WASHINGTON — People angry at being denied health care coverage by their health maintenance organizations cannot sue over these decisions, the Supreme Court ruled Monday.

The court rendered its decision after reviewing the case of two patients in Texas who had separately sued Aetna (AET) and Cigna (CI) in state court, when the HMOs refused to cover certain medical services.

In a unanimous decision written by Justice Clarence Thomas, the Supreme Court said such state complaints are preempted by the federal Employee Retirement Income Security Act, known as ERISA. “The purpose of ERISA is to provide a uniform regulatory regime over employee benefit plans,” Thomas wrote in his opinion.

The court said medical judgments are similar to decisions on employee pensions and other benefits.

Congress has been unable to agree on legislation that would allow patients to sue HMOs, an issue that may become part of the presidential campaign.
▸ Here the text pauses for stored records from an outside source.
PR #74, opened 2020-05-01
Fill in spec.relatedImages when regenerating bundles

mprahl:
This also keeps IIB from pinning pull specifications when spec.relatedImages is already set. A request will fail if spec.relatedImages and the RELATED_IMAGE_* environment variables are set in any of containers in the ClusterServiceVersion file.

Resolves CLOUDBLD-524.

### DIFF
--- a/README.md
+++ b/README.md
@@ -216,8 +216,15 @@ The custom configuration options for the Celery workers are listed below:
 In addition to building operator index images, IIB can also be used to regenerate operator bundle
 images. This is useful for applying modifications to the manifests embedded in the bundle image.
 IIB uses the [operator-manifest](https://github.com/containerbuildsystem/operator-manifest) library
-to assist in these modifications. Currently, IIB will pin any container image pull specification
-to its corresponding digest. See the different
+to assist in these modifications.
+
+Currently, IIB will not perform any modifications on a ClusterServiceVersion file if
+[spec.relatedImages](https://access.redhat.com/documentation/en-us/openshift_container_platform/4.3/html-single/operators/index#olm-enabling-operator-for-restricted-network_osdk-generating-csvs)
+is set.
+
+If it's not set, IIB will pin any container image pull specification and set
+[spec.relatedImages](https://access.redhat.com/documentation/en-us/openshift_container_platform/4.3/html-single/operators/index#olm-enabling-operator-for-restricted-network_osdk-generating-csvs).
+See the different
 [pull specifications](https://github.com/containerbuildsystem/operator-manifest#pull-specifications)
 to which this process applies to.
 
--- a/iib/workers/tasks/build.py
+++ b/iib/workers/tasks/build.py
@@ -755,25 +755,54 @@ def _adjust_operator_manifests(manifests_path):
     For any container image pull spec found in the Operator CSV files, replace floating
     tags with pinned digests, e.g. `image:latest` becomes `image@sha256:...`.
 
+    If spec.relatedImages is not set, it will be set with the pinned digests. If it is set but
+    there are also RELATED_IMAGE_* environment variables set, an exception will be raised.
+
     This method relies on the OperatorManifest class to properly identify and apply the
     modifications as needed.
 
     :param str manifests_path: the full path to the directory containing the operator manifests.
+    :raises IIBError: if the operator manifest has invalid entries
     """
     operator_manifest = OperatorManifest.from_directory(manifests_path)
     found_pullspecs = set()
+    operator_csvs = []
     for operator_csv in operator_manifest.files:
+        if operator_csv.has_related_images():
+            csv_file_name = os.path.basename(operator_csv.path)
+            if operator_csv.has_related_image_envs():
+                raise IIBError(
+                    f'The ClusterServiceVersion file {csv_file_name} has entries in '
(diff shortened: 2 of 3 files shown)


iib/workers/tasks/build.py
```diff
@@ -755,25 +755,46 @@ def _adjust_operator_manifests(manifests_path):
...
-        pullspec: ImageName.parse(_get_resolved_image(pullspec)) for pullspec in found_pullspecs
-    }
+    replacement_pullspecs = {}
+    for pullspec in found_pullspecs:
+        # Skip images that are already pinned
+        if ':' not in ImageName.parse(pullspec).tag:
+            replacement_pullspecs[pullspec] = ImageName.parse(_get_resolved_image(pullspec))
 
     # Apply modifications to the operator bundle image metadata
     for operator_csv in operator_manifest.files:
```
lcarva, line 791: If it has relatedImages block populated, pinning should also not happen. This method should be a noop in that case. This wasn't well defined at the time the code was written.

iib/workers/tasks/build.py
```diff
@@ -755,23 +755,55 @@ def _adjust_operator_manifests(manifests_path):
...
+            replacement_pullspecs[pullspec] = ImageName.parse(_get_resolved_image(pullspec))
 
     # Apply modifications to the operator bundle image metadata
-    for operator_csv in operator_manifest.files:
+    for operator_csv in operator_csvs:
+        csv_file_name = os.path.basename(operator_csv.path)
+        log.info('Pinning the pull specifications on %s', csv_file_name)
         operator_csv.replace_pullspecs_everywhere(replacement_pullspecs)
+
+        if not operator_csv.has_related_images():
```
lcarva, line 805: Is this necessary? If there are related images, the the csv won't be added to `operator_csvs`, right? 
This conditional sort of indicates that pinning and setting of related images may happen independently which is definitely something we're trying to avoid.

README.md
```diff
@@ -216,10 +216,16 @@ The custom configuration options for the Celery workers are listed below:
 In addition to building operator index images, IIB can also be used to regenerate operator bundle
 images. This is useful for applying modifications to the manifests embedded in the bundle image.
 IIB uses the [operator-manifest](https://github.com/containerbuildsystem/operator-manifest) library
-to assist in these modifications. Currently, IIB will pin any container image pull specification
-to its corresponding digest. See the different
+to assist in these modifications.
+
+Currently, IIB will pin any container image pull specification
+to its corresponding digest if
```
yashvardhannanavati, line 222: can we please reword this sentence. It caused a bit of confusion when read together with `IIB also sets
[spec.relatedImages](https://access.redhat.com/documentation/en-us/openshift_container_platform/4.3/html-single/operators/index#olm-enabling-operator-for-restricted-network_osdk-generating-csvs)
when it isn't already set.`

yashvardhannanavati: Or did you mean to end this statement with `is not set` => `is set`?

iib/workers/tasks/build.py
```diff
@@ -755,25 +755,55 @@ def _adjust_operator_manifests(manifests_path):
...
     """
     operator_manifest = OperatorManifest.from_directory(manifests_path)
     found_pullspecs = set()
+    operator_csvs = []
     for operator_csv in operator_manifest.files:
+        if operator_csv.has_related_images():
+            csv_file_name = os.path.basename(operator_csv.path)
+            if operator_csv.has_related_image_envs():
+                raise IIBError(
+                    f'The ClusterServiceVersion file {csv_file_name} has entries in '
```
yashvardhannanavati, line 775: Just out of curiosity, can I ask why is that we raise this error?

iib/workers/tasks/build.py
```diff
@@ -755,25 +755,55 @@ def _adjust_operator_manifests(manifests_path):
...
+                    'spec.relatedImages and one or more containers have RELATED_IMAGE_* '
+                    'environment variables set. This is not allowed for bundles regenerated with '
+                    'IIB.'
+                )
+            log.debug(
+                'Skipping pinning since the ClusterServiceVersion file %s has entries in '
```
yashvardhannanavati, line 781: mprahl++ for using the entire name of the CSV file everywhere. It is very confusing with just the acronym! :D

yashvardhannanavati: Should this log statement state that you are skipping pinning now and will do it later for these CSV's if they are not pinned to their digest? Am I missing something?

README.md
mprahl: Well IIB only pins the pull specifications if `spec.relatedImages` isn't set and it only sets `spec.relatedImages` when it's not already set. I'll make this clearer.

iib/workers/tasks/build.py
mprahl: It was a policy decision to limit confusing behavior of setting it in multiple ways.

iib/workers/tasks/build.py
mprahl: Correct. I forgot to update this part of the code after my last force push. Thanks for catching it.

iib/workers/tasks/build.py
mprahl: Based on what @lcarva said, if `spec.relatedImages` is set, then don't do any changes to the CSV file.

PR #431, opened 2024-07-31
Created debounce and optimistic logic for changing product quantity

### LINKED ISSUE #390: Add debouncing logic to cart page logic
https://github.com/user-attachments/assets/82ed578f-5042-4715-a2e8-2fb825b9a571

### LINKED ISSUE #391: Add optimistic updates for cart page
If we click fastly on plus or minus buttons, price is lagging and not updating correctly. Use optimistic update technique to immidiately see correct price

https://github.com/user-attachments/assets/4b3ffccd-511a-42bf-adbc-35f3753f4c5f

dmtrth25:
Implemented `debounce` for changing quantity and optimistic updates logic for `totalPrice` of cart

https://github.com/user-attachments/assets/4ecd2321-ef37-4145-957a-63b85af8a2a3

**Resolved: #390 #391**


OliaHrytsak (approved):

OliaHrytsak:
Looks great!

heshvab (approved):

mhevyk (commented):
Generally great work performed! I have tested it locally. With long response from server it works good but it fails when we get error from server. I modified code as follows:

image

In this case cart brokes in some reason:

https://github.com/user-attachments/assets/3576d718-fa2c-4567-90c8-3cdc33006936

Can you try to fix this case? For example our server can return an error for adding item to cart and our whole app breaks

It would be great to show maybe error snackbar and rollback value to initial. What do you think?

D1nviz (approved):

dmtrth25:
> Generally great work performed! I have tested it locally. With long response from server it works good but it fails when we get error from server. I modified code as follows:
> 
> image
> 
> In this case cart brokes in some reason:
> 
>  breaks.mp4 
> Can you try to fix this case? For example our server can return an error for adding item to cart and our whole app breaks
> 
> It would be great to show maybe error snackbar and rollback value to initial. What do you think?

I have some comments about that. We should to discuss
In my case with your backend changes looks like

https://github.com/user-attachments/assets/872a874c-bda6-4af6-bd49-af1e191c3a0d

dmtrth25:
@mhevyk when you tried to realize some server error it should be without `async await`

image

mhevyk (approved):

PR #438, opened 2024-08-02
Implemented product filtering by category using backend endpoint

### LINKED ISSUE #436: Replace current logic for filtering products by categories, with one using the backend.
Currently the filtering of the products by their categories is done in the frontend, we need to implement the endpoint created by the backend team for the filtering.

ValKoDim:
Refactored the logic behind products data recovery from the database to include the new endpoint for product filtering.  Also refactored some test to cover those changes. I have also refactored our mock backend to filter products by categories as well.


code/src/pages/products/ProductsPage.tsx
```diff
@@ -31,6 +30,7 @@ const ProductsPage = () => {
     isLoading,
     isError
   } = useGetUserProductsQuery({
+    tags: categoryType ? `category:${categoryType}` : "",
```
OliaHrytsak, line 33: Please attach the wideo to show how it works now?
With real backend

ValKoDim: Pretty much, the endpoint accepts a new property called tags. The tag is a string in the form of "category:<category>". If we pass this string we get all products that have this tag. If we pass an empty string, we get list of all products. It is a bit unintuitive, because we have to pass a string in this format and not just the name of the category, but that is how backend team have implemented it.

code/src/containers/best-sellers/BestSellers.test.tsx
```diff
@@ -55,7 +55,8 @@ describe("BestSellers", () => {
     expect(useGetUserProductsQuery).toHaveBeenCalledWith({
       page: 0,
       size: 5,
-      lang: "en"
+      lang: "en",
+      tags: ""
```
mhevyk, line 59: Why this is empty here? I suggest making `tags` optional property

code/src/pages/products/ProductsPage.test.tsx
```diff
@@ -46,6 +46,7 @@ jest.mock("@/context/i18n/I18nProvider", () => ({
 }));
 
 const defaultQueryArguments = {
+  tags: "",
```
mhevyk: Same

code/src/types/product.types.ts
```diff
@@ -35,6 +35,7 @@ export type GetUserProductsResponse = {
 };
 
 export type GetUserProductsParams = Lang & {
+  tags: string | null;
```
mhevyk: Do it here

mock-backend/src/controllers/productController.js
```diff
@@ -1,3 +1,5 @@
+const {categoryFilter} = require('../utils/categoryFilter')
```
mhevyk: This lacks formatting. Should be like `{ categoryFilter }`

code/src/containers/best-sellers/BestSellers.test.tsx
ValKoDim: Done

code/src/pages/products/ProductsPage.test.tsx
ValKoDim: Done

code/src/types/product.types.ts
ValKoDim: Done

mock-backend/src/controllers/productController.js
ValKoDim: Done

mhevyk (approved):

OliaHrytsak (approved):

D1nviz:
Did you try it with real backend?

mock-backend/src/controllers/productController.js
```diff
@@ -10,15 +12,18 @@ const getAllProducts = (req, res) => {
   const page = validateNumberQueryParam(req.query.page);
   const size = validateNumberQueryParam(req.query.size, 10);
   const { sort } = req.query;
+  const category = req.query.tags;
```
dmtrth25: you can get `tags` with `req.query` destructuring and if you want to rename it with `: category`

Look at

```suggestion
const { sort, tags: category } = req.query
```

mock-backend/src/utils/categoryFilter.js
```diff
@@ -0,0 +1,10 @@
+const categoryFilter = (category, productsList) => {
+  if (category === "") {
+    return productsList;
+  }
```
dmtrth25: use `if(!category)`

mock-backend/src/utils/categoryFilter.js
```diff
@@ -0,0 +1,10 @@
...
+  return productsList?.filter((product) => {
+    return product.tags.includes(category);
+  });
```
dmtrth25: it can be written in one row

mock-backend/src/utils/categoryFilter.js
```diff
@@ -0,0 +1,10 @@
...
+};
```
dmtrth25: Also in general it can write simplier like
```
const categoryFilter = (category, productsList) => !category ? productsList : productsList?.filter(product => product.tags.includes(category))

```

What do you think ?

ValKoDim: @mhevyk I had to revert some of the changes you suggested. The reason is that the backend expects to receive tags param always. if we don't  provide at least empty string, we get nothing. Empty string gets us all products, without category filtering.

ValKoDim:
@mhevyk I had to revert some of the changes you suggested. The reason is that the backend expects to receive tags param always. if we don't provide at least empty string, we get nothing. Empty string gets us all products, without category filtering.

ValKoDim:
> Did you try it with real backend?

@D1nviz Yes, it works on prod.

D1nviz (approved):

mock-backend/src/utils/categoryFilter.js
ValKoDim: Done

mock-backend/src/utils/categoryFilter.js
ValKoDim: I moved it all on 1 line.

mock-backend/src/utils/categoryFilter.js
ValKoDim: Done

mock-backend/src/controllers/productController.js
ValKoDim: I applied the suggested changes.

dmtrth25 (approved):

PR #461, opened 2024-08-06
Add pagination to users dashboard tab

### LINKED ISSUE #456: Add pagination for users dashboard tab

mhevyk:
Added pagination for users tab. I attached video how it works with prod for now

https://github.com/user-attachments/assets/bb0aac13-4e69-47ae-bd63-e4d2edbfbfe9

Also I refactored pagination logic on dashboard tabs so that it can be reused both on frontend and mock backend
Also I made a minor change to styles on orders tab (made font size of badge smaller)


heshvab (approved):

code/src/components/app-pagination/AppPagination.tsx
```diff
@@ -1,25 +1,30 @@
...
+const AppPagination = (props: AppPaginationProps) => {
+  const { page, setPage } = usePagination();
 
-    const itemSearchParamsString = searchParams.toString();
+  const renderPaginationItem = ({
+    onClick,
+    ...itemProps
+  }: Omit<PaginationRenderItemParams, "selected">) => {
+    const handlePageChange = (event: MouseEvent<HTMLDivElement>) => {
+      setPage(itemProps.page!);
```
D1nviz: Why did you use `!` here?

mhevyk: I did it because `itemProps.page` can be either `string | null`. If we receive `null`, it is not a problem because `validatePage` util takes care about this case. I adjusted this logic a little bit to make more understandable:

```tsx
if (newPage !== null) {
      params.set(PAGE_KEY, newPage.toString());
    } else {
      params.delete(PAGE_KEY);
    }
```

D1nviz (approved):

dmtrth25 (approved):

PR #465, opened 2024-08-06
Remove recommended sort param

### LINKED ISSUE #464: Remove recommended sort param
We need to remove recommended param because backend changed it so that recommended is default option on their side and in this case we should pass nothing

mhevyk:
- Removed default recommended param. When we select recommended sort, sort param is not present in request url it works correctly with backend. I tested it with real backend using `npm run start:prod` command
- Increased coverage with unit and mutation tests for `ProductsPage`

https://github.com/user-attachments/assets/3e5dcf43-49c4-47ab-8dbb-1a7575443124

image

image


OliaHrytsak:
Why are you decided to leave this Recomended parameter? Mayby to avoid this confusing and change this default label into ''Choose the option" for exaple and remove this parameter from sortOptions ?

mhevyk:
> Why are you decided to leave this Recomended parameter? Mayby to avoid this confusing and change this default label into ''Choose the option" for exaple and remove this parameter from sortOptions ?

I replicated an approach on popular retail shops. Let's consider Rozetka:

image

All retail shops have in common that that always have default sorting option and it is not called Choose and option, which in my point of view does not create any confusion

heshvab (approved):

D1nviz (approved):

OliaHrytsak (approved):

PR #475, opened 2024-08-07
Added searching for manager products page

### LINKED ISSUE #399: Add search field to search product by name
image

heshvab:
- Added search functionality for manager products
- Added tests for it

https://github.com/user-attachments/assets/5cc2cd8d-3a9a-479e-9881-59a371c010b7


code/src/pages/dashboard/dashboard-products/components/dashboard-products-header/DashboardProductsHeader.tsx
```diff
@@ -0,0 +1,65 @@
...
+  const { formatMessage } = useIntl();
+
+  const handleSearchChange = (e: ChangeEvent<HTMLInputElement>) => {
+    const value = e.target.value;
+    setSearchValue(value);
+  };
+
+  const handleClearSearch = () => setSearchValue("");
+
+  const handleSearch = () => {
```
OliaHrytsak, line 32: probably you will fased with the problem, that when you are not on the first page and ckick on handleSearch button, the table would be empty, because results are on the previous page
My deсision was change also page param into 1, to redirect user on first list page

code/src/pages/dashboard/dashboard-products/components/dashboard-products-header/DashboardProductsHeader.test.tsx
```diff
@@ -0,0 +1,58 @@
...
+  test("Should clear input value", async () => {
+    await typeIntoInput(input, value);
+
+    expect(input).toHaveValue(value);
+
+    const clearButton = screen.getByLabelText("clear");
+
+    fireEvent.click(clearButton);
+
+    await waitFor(() => {
```
OliaHrytsak: I think this async await is unnecessary there and on the previous test
In util typeIntoInput already is async/await logic
And for expect you can use only waitFor

heorhiiss: Thank you. I changed it according to your suggestion, it works without async in both tests

code/src/pages/dashboard/dashboard-products/components/dashboard-products-header/DashboardProductsHeader.tsx
heorhiiss: Thank you for notice. I haven't encountered such problem. I think that is because in your case hook for filtering is used. I will also check behaviour with real backend in few minutes, when it will be available.

dmtrth25 (approved):

mhevyk (commented):
What will happen if we clear search input? I can suppose that search param will persist but with empty value. I suggest deleting it from params in this case or use `useFiltersWithApply` logic for it

The same problem I guess has orders search field, so we can also fix it there

code/src/pages/dashboard/dashboard-products/components/dashboard-products-header/DashboardProductsHeader.tsx
heorhiiss: I checked it with real backend, everything works fine

OliaHrytsak (approved):

code/src/pages/dashboard/dashboard-products/DashboardProductsPage.tsx
```diff
@@ -20,13 +16,21 @@ const DashboardProductsPage = () => {
   const { locale } = useLocaleContext();
   const { page } = usePagination();
 
+  const [searchParams, setSearchParams] = useSearchParams({ search: "" });
+  const searchValue = searchParams.get("search") || undefined;
```
D1nviz, line 20: Do we need `|| undefined`?  `.get` returns null

heshvab:
> What will happen if we clear search input? I can suppose that search param will persist but with empty value. I suggest deleting it from params in this case or use `useFiltersWithApply` logic for it
> 
> The same problem I guess has orders search field, so we can also fix it there

fixed, take a look

mhevyk (approved):

code/src/pages/dashboard/dashboard-products/DashboardProductsPage.tsx
heorhiiss: I think yes because empty value like `searchByName=&page=1` was settled before I added `undefined`

D1nviz (approved):

PR #485, opened 2024-08-08
Added e2e tests for product form

### LINKED ISSUE #434: Add e2e tests to manager product forms

heshvab:
- Added e2e tests for new product form and create product form
- Fixed downed coverage in some files I previously change, now the coverage is back `100%`
- Fixed some imports
- Fixed bug with cart synchronization. Now cart is synchronized only for simple user, because previously when you save In cart items and authorize as manager, error was shown.


OliaHrytsak (approved):

code/src/pages/dashboard/dashboard-orders/DashboardOrdersPage.test.tsx
```diff
@@ -182,6 +182,23 @@ describe("DashboardOrdersPage", () => {
...
 
+  test("resets search param if input is submited without value", async () => {
+    renderAndMock();
+
+    const searchInput = screen.getByPlaceholderText(
+      /dashboardTabs.orders.search/
+    );
+
+    await typeIntoInput(searchInput, "user");
+    await typeIntoInput(searchInput, "");
```
mhevyk, line 193: Why do we need to type one value and then another?

code/src/pages/dashboard/dashboard-products/DashboardProductsPage.test.tsx
```diff
@@ -137,4 +137,23 @@ describe("DashboardProductsPage", () => {
       });
     });
   });
+
+  test("Should call useGetManagerProductsQuery with searchByName equal to undefined when input is empty", async () => {
```
mhevyk: `async` can be removed i guess

code/src/pages/dashboard/dashboard-orders/DashboardOrdersPage.test.tsx
heorhiiss: This test checks if the function is called, that function is called when user clicks search button with empty input. For some reason, it doesn't work other way. I tried to omit typeIntoInput, because input should be empty by default, and also tried yo use only `await typeIntoInput(searchInput, "");`, without previously setting `user.` Both ways doesn't work for some reason

code/src/pages/dashboard/dashboard-products/DashboardProductsPage.test.tsx
heorhiiss: Thanks for noticing, fixed

D1nviz (approved):

mhevyk (approved):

The Democratic candidate, John Kerry, issued a statement saying the court’s move “underscores the need for a real patients’ bill of rights, one that would hold HMOs accountable for decisions that harm patients by denying necessary care.

“A real patients’ bill of rights has bipartisan support, and it could become law tomorrow if the Bush administration was not standing in the way,” Kerry added.

Sen. John Edwards, D-N.C., agreed that the ruling highlighted the need for a national patient-protection law.

‘Nowhere to go’

“Millions of working people still have nowhere to go when HMO bureaucrats overrule their doctors’ decisions,” said Edwards, a former trial lawyer, in a statement.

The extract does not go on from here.